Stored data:
PR #90, opened 2025-03-25
add draw3D inside jupyter functionality

SeckinBerkay:
Achieved drawing inside Jupyter, preventing the next code blocks from interruption. Used ipyvtklink, but I am not satisfied with its performance. Currently, the algorithm is controlled by a boolean input `is_jupyter` by the user, automatic detection of jupyter is straightforward but I kept it as a boolean for reproducibility for now. I don't know if we should move on from this sample, or just find a way to prevent 3D viewer interruption, or check if the default 3D viewing still interrupts in a QT environment.

Here are two examples to run, one static (I expected it to be interactive), and one interactive:

Starting with the imports and defining the lens system.
```python
from optiland.samples.objectives import CookeTriplet
from optiland.visualization.visualization import OpticViewer3D

lens = CookeTriplet()
```

This creates a static 3D visualization 
```python
drawer = lens.draw3D(is_jupyter=True)
drawer  # This will display the static visualization
```

and this creates an interactive but laggy 3D visualization

```python
viewer_3d = OpticViewer3D(lens)
widget = viewer_3d.view(is_jupyter=True)
widget  # This will display the interactive visualization
```

You can check if other codes are interrupted by adding and running another line:

```python
print("x")
```

### DIFF
--- a/optiland/optic.py
+++ b/optiland/optic.py
@@ -97,7 +97,7 @@ class Optic:
             return self.polarization
 
     def add_surface(self, new_surface=None, surface_type='standard',
-                    comment='', index=None, is_stop=False, material='air', **kwargs):
+                    index=None, is_stop=False, material='air', **kwargs):
         """
         Adds a new surface to the optic.
 
@@ -119,8 +119,8 @@ class Optic:
             ValueError: If index is not provided when defining a new surface.
         """
         self.surface_group.add_surface(
-            new_surface=new_surface, surface_type=surface_type, comment=comment,
-            index=index, is_stop=is_stop, material=material, **kwargs
+            new_surface=new_surface, surface_type=surface_type, index=index,
+            is_stop=is_stop, material=material, **kwargs
             )
 
     def add_field(self, y, x=0.0, vx=0.0, vy=0.0):
@@ -324,7 +324,7 @@ class Optic:
 
     def draw3D(self, fields='all', wavelengths='primary', num_rays=24,
                distribution='ring', figsize=(1200, 800), dark_mode=False,
-               reference=None):
+               reference=None, is_jupyter=False):
         """
         Draw a 3D representation of the optical system.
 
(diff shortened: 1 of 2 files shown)


HarrisonKramer:
Hi Seckin. I see that this is a draft PR, so I won't formally review it yet. Nonetheless, have a few thoughts here.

Task to carry out ▸
Within the lines above, find those holding the word "class" and copy them.

Problem solution ▸
@@ -97,7 +97,7 @@ class Optic:
@@ -119,8 +119,8 @@ class Optic:
@@ -324,7 +324,7 @@ class Optic:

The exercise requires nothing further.